Saved entries
━━━━━━━━

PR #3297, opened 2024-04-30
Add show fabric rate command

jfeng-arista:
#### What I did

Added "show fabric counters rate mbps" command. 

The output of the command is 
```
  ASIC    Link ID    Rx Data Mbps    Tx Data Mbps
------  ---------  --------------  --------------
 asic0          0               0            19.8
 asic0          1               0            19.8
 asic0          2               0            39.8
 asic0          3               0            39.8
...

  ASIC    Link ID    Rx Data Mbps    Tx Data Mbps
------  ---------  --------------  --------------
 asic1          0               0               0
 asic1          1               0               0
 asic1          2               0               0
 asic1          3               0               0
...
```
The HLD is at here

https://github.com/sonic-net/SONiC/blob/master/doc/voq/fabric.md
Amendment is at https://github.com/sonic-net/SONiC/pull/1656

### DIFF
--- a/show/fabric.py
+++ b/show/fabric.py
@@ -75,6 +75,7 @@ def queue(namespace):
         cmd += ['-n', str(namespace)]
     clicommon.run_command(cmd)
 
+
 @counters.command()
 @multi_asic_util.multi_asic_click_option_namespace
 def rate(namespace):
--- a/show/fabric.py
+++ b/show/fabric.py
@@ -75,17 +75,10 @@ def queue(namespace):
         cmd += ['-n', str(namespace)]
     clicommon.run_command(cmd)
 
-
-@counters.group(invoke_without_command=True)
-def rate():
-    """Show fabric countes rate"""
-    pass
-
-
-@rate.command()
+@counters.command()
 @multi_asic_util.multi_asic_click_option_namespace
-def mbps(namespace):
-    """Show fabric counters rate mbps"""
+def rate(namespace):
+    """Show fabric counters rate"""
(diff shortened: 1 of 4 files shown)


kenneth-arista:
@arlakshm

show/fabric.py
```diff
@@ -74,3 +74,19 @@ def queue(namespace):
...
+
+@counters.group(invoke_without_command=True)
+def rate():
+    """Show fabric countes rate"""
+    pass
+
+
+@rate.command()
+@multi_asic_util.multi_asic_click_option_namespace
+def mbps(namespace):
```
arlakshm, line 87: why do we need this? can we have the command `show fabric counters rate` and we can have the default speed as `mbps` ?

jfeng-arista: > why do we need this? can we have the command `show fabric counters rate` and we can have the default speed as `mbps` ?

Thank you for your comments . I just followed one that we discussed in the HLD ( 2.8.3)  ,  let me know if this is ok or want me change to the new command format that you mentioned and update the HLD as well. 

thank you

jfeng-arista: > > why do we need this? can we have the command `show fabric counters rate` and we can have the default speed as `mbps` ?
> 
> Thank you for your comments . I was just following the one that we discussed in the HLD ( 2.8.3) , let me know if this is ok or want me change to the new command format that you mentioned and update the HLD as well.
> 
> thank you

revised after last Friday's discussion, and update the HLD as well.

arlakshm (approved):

━━━━━━━━

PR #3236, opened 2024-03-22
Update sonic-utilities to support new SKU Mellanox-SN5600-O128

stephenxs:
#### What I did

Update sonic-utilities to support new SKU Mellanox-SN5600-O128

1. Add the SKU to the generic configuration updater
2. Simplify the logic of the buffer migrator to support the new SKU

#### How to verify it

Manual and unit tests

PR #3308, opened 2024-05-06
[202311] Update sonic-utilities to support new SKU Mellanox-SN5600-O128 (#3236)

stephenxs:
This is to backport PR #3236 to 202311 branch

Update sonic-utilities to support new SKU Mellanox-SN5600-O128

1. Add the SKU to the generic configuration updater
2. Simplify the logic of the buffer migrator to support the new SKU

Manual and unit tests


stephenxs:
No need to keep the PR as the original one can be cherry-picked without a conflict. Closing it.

━━━━━━━━

When a line in the entries above holds the word "that", add it to the count, then state only the count.

§ **Exercise response**:
2